–А разве ты завоевал всю славу мира? – удивляется Фетида и что-то разбивается в сердце Ахиллеса, ранит его. Может быть снаружи он неуязвим, но внутри…
Нет, ни один Стикс не выжжет из смертного ни души, ни чувства. Ахиллес чувствует, как глаза его наполняются слезами, и Фетида морщится, тоже это заметив:
–Перед солдатами на разревись. Они не пойдут с тобой в Трою!
–В Трою…– шепчет Ахиллес, и странное предчувствие колет его куда-то под рёбра.
–А куда ж ещё? – с раздражением отзывается Фетида. – конечно же, в Трою! Там ведь будет битва.

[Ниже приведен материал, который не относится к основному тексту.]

PR #2882, opened 2023-05-30
update deploy yamls about jobflows by make generate-yaml & make update-development-yaml

lowang-bh:
fix #2867 #2883 jobflow related issue

part-2: add jobflow's crd files in deploy yamls( generated by `make generate-yaml` & `make update-development-yaml`)

Please merge #2874 first.

Notes: it will fail to upgrade helm release via `helm upgrade --install volcano` due to yaml is too long

```sh
UPGRADE FAILED: create: failed to create: Secret "sh.helm.release.v1.volcano.v3" is invalid: data: Too long: must have at most 1048576 bytes
```

PR #2936, opened 2023-06-26
Add jobflow-related content to Volcano automatic installation and deployment

wangyang0616:
Add the crd definition and helm package content of jobflow, and solve the problem that the content of the helm package in [#2882](https://github.com/volcano-sh/volcano/pull/2882) exceeds the upper limit of 1MB.

The specific content is as follows:
The crd in Volcano is divided into two file groups to independently manage the contents of the helm package
1. Volcano file group: existing Volcano crd definition
2. jobflow file group: jobflow related crd definition
Install jobflow as a dependency of Volcano

When the user's local source code uses helm to deploy Volcano, perform the following operations:
1. helm dependency update installer/helm/chart/volcano
2. helm install volcano installer/helm/chart/volcano

Compared with the master, the operation of updating the dependent chart package in the first step is added


lowang-bh:
I test the helm install and it works.

One more thing, user need to run two commands when installing it first time.  And user will met an error and the prompted `helm dependency build` does not work.
```Error: INSTALLATION FAILED: An error occurred while checking for chart dependencies. You may need to run `helm dependency build` to fetch missing dependencies: found in Chart.yaml, but missing in charts/ directory: jobflow```

My opinion at first is to use subchart and with the same one command.

william-wang (approved):
/lgtm
/approve

PR #2943, opened 2023-06-28
add task status named ReleasingFailed

ycfnana:
the question is https://github.com/volcano-sh/volcano/pull/2922
I met a problem, pod always be Pending when one node has zombie pod and another node has enough reource, due to the relaesing status, I think waiting time larger than TerminationGracePeriodSeconds it should not be releaseing, may happen something error, its should be another status like ReleasingFailed

### DIFF
--- a/cmd/scheduler/app/options/options.go
+++ b/cmd/scheduler/app/options/options.go
@@ -42,6 +42,8 @@ const (
 	defaultMinNodesToFind             = 100
 	defaultPercentageOfNodesToFind    = 100
 	defaultLockObjectNamespace        = "volcano-system"
+	defaultGracePeriodSeconds         = 30
+	defaultGracePeriodSecondsWait     = 3
 )
 
 // ServerOption is the main context object for the controller manager.
@@ -75,6 +77,9 @@ type ServerOption struct {
 
 	NodeSelector      []string
 	EnableCacheDumper bool
+
+	GracePeriodSeconds     int64
+	GracePeriodSecondsWait int64
 }
 
 type DecryptFunc func(c *ServerOption) error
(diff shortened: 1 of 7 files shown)


lowang-bh:
Thanks for your contributions!
This is a great change and will have a large effect.
Would you please provide those informations?
1. the necessary ut tests.
2. the scenario what happens without the change, and the result with this fix.

ycfnana:
> Thanks for your contributions! This is a great change and will have a large effect. Would you please provide those informations?
> 
> 1. the necessary ut tests.
> 2. the scenario what happens without the change, and the result with this fix.




> progress

ycfnana:
> Thanks for your contributions! This is a great change and will have a large effect. Would you please provide those informations?
> 
> 1. the necessary ut tests.
> 2. the scenario what happens without the change, and the result with this fix.


Thanks, I'll  add ut test next week.
I have an issue, there are enough resource both in nodeA and nodeB.  PodB in nodeB has been deleted,  but the status is still "Terminating" due to the zombie progress.
In the time,  add the new job named  JobC with PodD, it can be scheduled in nodeA, but status of podD is Pending. From its log, I find status of JobC is "Pipelined", waiting nodeB to releasing podB. But podB has something wrong like "ReleasingFailed". 
So I want to fix this condition.

ycfnana:
> Thanks for your contributions! This is a great change and will have a large effect. Would you please provide those informations?
> 
> 1. the necessary ut tests.
> 2. the scenario what happens without the change, and the result with this fix.

can you help review it again?

lowang-bh:
> > Thanks for your contributions! This is a great change and will have a large effect. Would you please provide those informations?
> > 
> > 1. the necessary ut tests.
> > 2. the scenario what happens without the change, and the result with this fix.
> 
> can you help review it again?

It is clear to me now. Just a little comment, please have a look at the review comment. Thanks.

ycfnana:
/assign @wangyang0616 @william-wang @huone1 
can somebody help review it

wangyang0616:
Can this pr [#2815](https://github.com/volcano-sh/volcano/pull/2815) fix your problem.

Thor-wl:
@ycfnana Thanks for your report. Personally speaking, I think the root reason is something goes wrong with the unexpected pod status instead of task's status. There is no enough resource to start new pods, which belong to the pipelined jobs. So I don't get the point why should add a task status and what this can help for users.
/hold

ycfnana:
> @ycfnana Thanks for your report. Personally speaking, I think the root reason is something goes wrong with the unexpected pod status instead of task's status. There is no enough resource to start new pods, which belong to the pipelined jobs. So I don't get the point why should add a task status and what this can help for users. /hold

thanks,  sometimes pod status is pending even if there are enough resources to start a new pod because of  unexpected pod status, you can see my comment in my ut code. But this pr https://github.com/volcano-sh/volcano/pull/2815 may solve my problem. I'll close this pr if test it's ok

PR #2959, opened 2023-07-10
Add NodeOrder to devices API

archlitchi:
Add NodeOrder to devices API. Devices API should provide the ability to score each node based on corresponding device information of this node. A device which don't want to participate in score process, can simply return a (0,nil) in ScoreNode.

Future work includes implement "Mellanox" device in devices API, which can provide more accurate scheduling decision making based on Infiniband-network topology. It is crucial for large-scale training cluster which uses mellanox for InfiniBand data exchange.

### DIFF
--- a/pkg/scheduler/plugins/devicescore/devicescore.go
+++ b/pkg/scheduler/plugins/devicescore/devicescore.go
@@ -1,0 +1,99 @@
+/*
+Copyright 2023 The Kubernetes Authors.
+
+Licensed under the Apache License, Version 2.0 (the "License");
+you may not use this file except in compliance with the License.
+You may obtain a copy of the License at
+
+    http://www.apache.org/licenses/LICENSE-2.0
+
+Unless required by applicable law or agreed to in writing, software
+distributed under the License is distributed on an "AS IS" BASIS,
+WITHOUT WARRANTIES OR CONDITIONS OF ANY KIND, either express or implied.
+See the License for the specific language governing permissions and
+limitations under the License.
+*/
+
+package devicescore
+
+import (
+	"k8s.io/klog/v2"
+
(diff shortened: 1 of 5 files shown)


pkg/scheduler/plugins/devicescore/devicescore.go
```diff
@@ -0,0 +1,65 @@
+/*
+Copyright 2018 The Kubernetes Authors.
```
wangyang0616, line 2: The time here can be updated.

pkg/scheduler/plugins/devicescore/devicescore.go
```diff
@@ -0,0 +1,65 @@
...
+
+func (pp *priorityPlugin) OnSessionOpen(ssn *framework.Session) {
+	ssn.AddNodeOrderFn(pp.Name(), func(task *api.TaskInfo, node *api.NodeInfo) (float64, error) {
+		score := float64(0)
+		for _, val := range api.RegisteredDevices {
+			if devices, ok := node.Others[val].(api.Devices); ok {
+				if !devices.HasDeviceRequest(task.Pod) {
+					continue
+				}
+				tmp, err := devices.ScoreNode(task.Pod)
```
wangyang0616, line 51: Is there a better way to name the tmp variable?

pkg/scheduler/plugins/devicescore/devicescore.go
```diff
@@ -0,0 +1,65 @@
...
+				if err != nil {
+					klog.Warningln("scoreNode failed in predicate nodeorderFn", err.Error())
+					return 0, err
+				}
+				score += tmp
```
wangyang0616, line 56: Does deveice's scoring strategy support weight configuration?

PR #2973, opened 2023-07-13
add support for volumeBinding plugin

chxk:
This submission is based on a previous PR(#2506), and fixes the issue where the volumeBinding plugin did not correctly filter nodes when performing predicates on multiple tasks of a job.


william-wang:
@chxk Thanks for the pr :)  Would you log a issue firstly, and add provide the following information？
**What happened**:

chxk:
> @chxk Thanks for the pr :) Would you log a issue firstly, and add provide the following information？ **What happened**: **What you expected to happen**: **How to reproduce it (as minimally and precisely as possible)**:

**What happened:** 
Currently Volcano can't filter nodes by PV, which can't meet our requirements. We found a PR(#2506) which added this feature support (based on the volumeBinding plugin) before, but it was reverted. 
After investigation, we found the problem introduced by this PR: 
When allocating nodes for each task in a job, it uses the `ssn.cache.AllocateVolumes`, which based on an already initialized `SchedulerVolumeBinder`, and will update its `pvCache` and `pvcCache`. However, every time a task is predicated, a new `volumeBinding plugin` is initialized, and the empty `pvCache` and `pvcCache` are used for `Filter`, instead of  which in the initialized `SchedulerVolumeBinder`.  This can potentially cause a PV to be bound to multiple different PVCs.

**What you expected to happen:**
Add volumeBinding feature to Volcano and it should work normally.
After our changes were merged and deployed, we have not observed the memory leak issue that was previously mentioned in #2555。

**How to reproduce it (as minimally and precisely as possible):**
based on a version with PR(#2506):
1. Create a local PV with storageClass `fast-disks`.
2. Create a job with two pods, each requesting a different PVC(storageClass is both `fast-disks`) and using a nodeSelector pointing to the node of the local PV. The yaml file is as following
```
kind: PodGroup
metadata:
  name: test-binding
  namespace: default
spec:
  minMember: 2
  queue: default
---
apiVersion: v1
kind: PersistentVolumeClaim
metadata:
  name: test-binding-1
  namespace: default
spec:
  accessModes:
  - ReadWriteOnce
  resources:
    requests:
      storage: 50Gi
  storageClassName: fast-disks
---
apiVersion: v1
kind: PersistentVolumeClaim
metadata:
  name: test-binding-2
  namespace: default
spec:
  accessModes:
  - ReadWriteOnce
  resources:
    requests:
      storage: 50Gi
  storageClassName: fast-disks
---
apiVersion: v1
kind: Pod
metadata:
  name: test-binding-1
  namespace: default
  annotations:
    scheduling.k8s.io/group-name: test-binding
spec:
  schedulerName: volcano
  nodeSelector:
    testpvc1: owner
  containers:
  - name: test
    image: <your image>
    resources:
      limits:
        cpu: 3
    command:
      - /bin/bash
      - -c
      - sleep 1d
    volumeMounts:
    - name: hahaha
      mountPath: /fast-disks
  volumes:
  - name: hahaha
    persistentVolumeClaim:
      claimName: test-binding-1
---
apiVersion: v1
kind: Pod
metadata:
  name: test-binding-2
  namespace: default
  annotations:
    scheduling.k8s.io/group-name: test-binding
spec:
  schedulerName: volcano
  nodeSelector:
    testpvc: owner
  containers:
  - name: test
    image: <your image>
    resources:
      limits:
        cpu: 3
    command:
      - /bin/bash
      - -c
      - sleep 1d
    volumeMounts:
    - name: hahaha
      mountPath: /fast-disks
  volumes:
  - name: hahaha
    persistentVolumeClaim:
      claimName: test-binding-2
```
4. Observe the result: the job gets scheduled, but only one pod's PVC gets bound to the local PV.

hwdef (commented):
I don't know much about this area.
I think the code is ok.

hwdef:
lgtm

chxk:
> I don't know much about this area. I think the code is ok.

Thank you for review. 
Could you help review this pr please? @Thor-wl @william-wang

bibibox:
i met same problem, and i think  this PR can solve it greatly

Issue #2996, opened 2023-07-25
support controller param: concurrent-podgroup-syncs


WulixuanS:
#### What would you like to be added:
A separate parameter to adjust the concurrency of pg sync
#### Why is this needed:
There is no such parameter in version 1.7.
The Master branch has this parameter, but it will also adjust the job sync concurrency

PR #2997, opened 2023-07-25
support concurrent-podgroup-syncs

WulixuanS:
A separate parameter to adjust the concurrency of pg sync
support #2996

### DIFF
--- a/cmd/controller-manager/app/options/options.go
+++ b/cmd/controller-manager/app/options/options.go
@@ -60,6 +60,9 @@ type ServerOption struct {
 	EnableHealthz      bool
 	// To determine whether inherit owner's annotations for pods when create podgroup
 	InheritOwnerAnnotations bool
+	// WorkerThreadsForPG is the number of threads syncing podgroup operations
+	// The larger the number, the faster the podgroup processing, but requires more CPU load.
+	WorkerThreadsForPG uint32
 }
 
 type DecryptFunc func(c *ServerOption) error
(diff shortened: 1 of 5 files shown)


lowang-bh:
There is a param `WorkerThreads` to control it. Why do you add another one?

WulixuanS:
> There is a param `WorkerThreads` to control it. Why do you add another one?
1. param `WorkerThreads` both controls job-controller and pg-controller. Now i used volcano to schedule pod, I only want to adjust pg-controller worker number to improve pg creation rate.
2. Each controller in K8S has independent syncs parameters to adjust, I think this is more flexible.

cmd/controller-manager/app/options/options.go
```diff
@@ -60,6 +60,9 @@ type ServerOption struct {
 	EnableHealthz      bool
 	// To determine whether inherit owner's annotations for pods when create podgroup
 	InheritOwnerAnnotations bool
+	// ConcurrentPGSyncs is the number of pod groups that are allowed to sync concurrently.
+	// Larger number = faster pg creating, but more CPU (and network) load
+	ConcurrentPGSyncs uint32
```
william-wang, line 65: It's better unifiy the naming style for job and podgroup. Here is an example:

// WorkerThreadsForPG is the number of threads syncing podgroup operations
// The larger the number, the faster the podgroup processing, but requires more CPU load.
WorkerThreadsForPG

cmd/controller-manager/app/options/options.go
```diff
@@ -90,6 +93,7 @@ func (s *ServerOption) AddFlags(fs *pflag.FlagSet) {
 	fs.StringVar(&s.HealthzBindAddress, "healthz-address", defaultHealthzAddress, "The address to listen on for the health check server.")
 	fs.BoolVar(&s.EnableHealthz, "enable-healthz", false, "Enable the health check; it is false by default")
 	fs.BoolVar(&s.InheritOwnerAnnotations, "inherit-owner-annotations", true, "Enable inherit owner annotations for pods when create podgroup; it is enabled by default")
+	fs.Uint32Var(&s.ConcurrentPGSyncs, "concurrent-podgroup-syncs", 1, "the number of pod groups that are allowed to sync concurrently. Larger number = faster pg creating, but more CPU (and network) load")
```
william-wang, line 96: The same as above

william-wang:
> > There is a param `WorkerThreads` to control it. Why do you add another one?
> 
> 1. param `WorkerThreads` both controls job-controller and pg-controller. Now i used volcano to schedule pod, I only want to adjust pg-controller worker number to improve pg creation rate.
> 2. Each controller in K8S has independent syncs parameters to adjust, I think this is more flexible.
Would you share some testing data about improving pg create rate after adjust the worker threads?

william-wang (approved):
/lgtm

PR #3756, opened 2024-09-30
Don't depend on ready condition of nodes instead of taints in session

Monokaix:
Some cni plugin need deployed first then the node can get ready，so we should not filter not ready node in scheduler，instead the node will be tainted by kube controller when node not ready，and pod will not be scheduled by default，also pod can set tolerations to get scheduled.
xref: https://github.com/kubernetes/design-proposals-archive/blob/main/scheduling/taint-node-by-condition.md
 previous pr：https://github.com/volcano-sh/volcano/pull/507


hwdef (commented):
/lgtm

hwdef (approved):

PR #3763, opened 2024-10-08
Use watch to listen expected event instead of wait.poll

Monokaix:
Fix unstable e2e case, https://github.com/volcano-sh/volcano/actions/runs/11228371786/job/31212142643#step:7:74563
use `watch` to listen event, wait.poll is not accurate becasue the status of pod/queue will change and use `watch` can catch all events and status.


Monokaix:
cc @lowang-bh @hwdef

hwdef (commented):
/lgtm

PR #3766, opened 2024-10-11
add scheduler-name field in charts

lengrongfu:
add scheduler-name field in chart file to configuration custome scheduler name

From: https://github.com/volcano-sh/volcano/pull/3748#issuecomment-2401812807


installer/helm/chart/volcano/templates/admission.yaml
```diff
@@ -133,6 +133,7 @@ spec:
             - --admission-conf=/admission.local.config/configmap/{{base .Values.basic.admission_config_file}}
             - --webhook-namespace={{ .Release.Namespace }}
             - --webhook-service-name={{ .Release.Name }}-admission-service
+            - --scheduler-name={{ .Values.basic.scheduler_name }}
```
hwdef, line 136: There is no need to add this parameter by default

Monokaix: Yeah we just need to add it to `webhook.yaml`.

lengrongfu: > There is no need to add this parameter by default

I am confused, why in the `admission.yaml` file this parameter by default, if we change `scheduler.yaml` and `controllers.yaml` two deployment for scheduler-name , than use create pod can skip webhook step? 

Shouldn't all services use the same scheduler-name?

hwdef:
Sorry I didn't express myself clearly, 
What I mean is that parameters are added only when schedulerName is set by helm.
So, you code should like this

https://github.com/volcano-sh/volcano/blob/7dfa8c64f8147a500897f69b51988238965f6545/installer/helm/chart/volcano/templates/controllers.yaml#L11

lengrongfu:
> Sorry I didn't express myself clearly, What I mean is that parameters are added only when schedulerName is set by helm. So, you code should like this
> 
> https://github.com/volcano-sh/volcano/blob/7dfa8c64f8147a500897f69b51988238965f6545/installer/helm/chart/volcano/templates/controllers.yaml#L11

Oh, then i know, thanks~

hwdef:
The code can be optimized again.
You can add code like this, 
In this way, there will be no changes in `volcano-development.yaml` when schedulerName is not set.


https://github.com/volcano-sh/volcano/blob/7dfa8c64f8147a500897f69b51988238965f6545/installer/helm/chart/volcano/templates/admission.yaml#L5

Monokaix:
The webhook modification will be done at your another pr?

lengrongfu:
> The webhook modification will be done at your another pr?

I think so, try to keep the functional independence of each PR.

PR #3772, opened 2024-10-15
perf: imporve end to end queue processing latency

fengruotj:
The current implementation of queue controller handles queue state operations and queuecommand operations for sequentially which may come into a performance bottleneck in performance-critical clusters. For example the end user may increase queuecommand & queue creation speed, so this pr add an option to make queue & queuecommand creation parallelly to handle such case.

Here, queue-controller workqueue pending process object metrics. 
image

After perf: imporve end to end queue processing latency, the queue-controller workqueue pending process object finally reduced.

image

### DIFF
--- a/pkg/controllers/queue/queue_controller.go
+++ b/pkg/controllers/queue/queue_controller.go
@@ -90,6 +90,7 @@ type queuecontroller struct {
 	enqueueQueue func(req *apis.Request)
 
 	recorder      record.EventRecorder
+	workers       uint32
 	maxRequeueNum int
 }
 
@@ -125,6 +126,7 @@ func (c *queuecontroller) Initialize(opt *framework.ControllerOption) error {
 	if c.maxRequeueNum < 0 {
 		c.maxRequeueNum = -1
 	}
+	c.workers = opt.WorkerThreadsForQueue
 
 	queueInformer.Informer().AddEventHandler(cache.ResourceEventHandlerFuncs{
 		AddFunc:    c.addQueue,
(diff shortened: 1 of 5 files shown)


fengruotj:
hi @kevin-wangzefeng, this is the perf: imporve end to end queue processing latency
/assign @kevin-wangzefeng

Monokaix:
Hi, please sign off your commit with `git commit -s`.

fengruotj:
> Hi, please sign off your commit with `git commit -s`.

Hi, I've already signed off my commit wiht `git commit -s`. Thanks you very much~

Monokaix:
/lgtm
cc @hwdef @lowang-bh

pkg/controllers/queue/queue_controller.go
```diff
@@ -187,8 +189,10 @@ func (c *queuecontroller) Run(stopCh <-chan struct{}) {
 		}
 	}
 
-	go wait.Until(c.worker, 0, stopCh)
-	go wait.Until(c.commandWorker, 0, stopCh)
+	for i := 0; i < int(c.workers); i++ {
+		go wait.Until(c.worker, 0, stopCh)
+		go wait.Until(c.commandWorker, 0, stopCh)
```
hwdef, line 194: Should commandWorker also be placed here?

hwdef (commented):
/lgtm

fengruotj:
@hwdef  I've considered this as well. The main issue is that the state transition of the queue involves queuecommand, and commandWorker is primarily used to handle the queuecommand CRD, which is then passed to the worker for processing by workqueue. The main performance bottleneck lies in both the worker and the commandWorker. I believe concurrency should be applied to both.

hwdef:
@fengruotj 
Yes, you are right.

PR #3774, opened 2024-10-16
fix allocating more pods to a GPU when using volcano-vgpu feature

archlitchi:
fix an issue: allocate more pods to a GPU resulting a GPU exceeds its core limit.

image

related issue: 
https://github.com/Project-HAMi/volcano-vgpu-device-plugin/issues/30


pkg/scheduler/api/devices/nvidia/vgpu/utils.go
```diff
@@ -369,7 +369,7 @@ func checkNodeGPUSharingPredicateAndScore(pod *v1.Pod, gssnap *GPUDevices, repli
 			if int(gs.Device[i].Memory)-int(gs.Device[i].UsedMem) < int(val.Memreq) {
 				continue
 			}
-			if 100-gs.Device[i].UsedCore < uint(val.Coresreq) {
+			if 100-int32(gs.Device[i].UsedCore) < val.Coresreq {
```
Monokaix, line 372: Any difference with previous code？

archlitchi: 100-gs.Device[i].UsedCore can be a negative number, you can't assign it to uint type

hwdef (commented):
/approve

Будет. Конечно будет. Ахиллес даже не прощается с ней, уходит прочь и возвращается в лагерь в расстроенных чувствах. Кто-то бы это заметил, кто-то вроде Патрокла. Но Патрокла нет. у Ахиллеса больше ничего и никого нет, а остальных волнует лишь его присутствие.
–В бой…на Трою! – кричит Ахиллес, потому что больше не знает дороги.
***
Троя пылает. Белые стены древнего города чернеют, что-то трещит, хрустит, бьётся. Кто-то визжит, и трудно дышать в этом кровавом дыму войны.
Ахиллес сражается без бешенства. Он ведёт себя как хорошо обученный солдат, но не походит в этом сам на себя. Он не рвётся к ступеням царского двора, не рвётся первым занять тронный зал, и его движения как-то ленивы.
Разве это Ахиллес? Разве это герой?
Но кругом дым и чернота, и солдаты едва ли замечают что-то неладное. Это замечает только сам Ахиллес, который ощущает с каждым выпадом меча всё большую пустоту.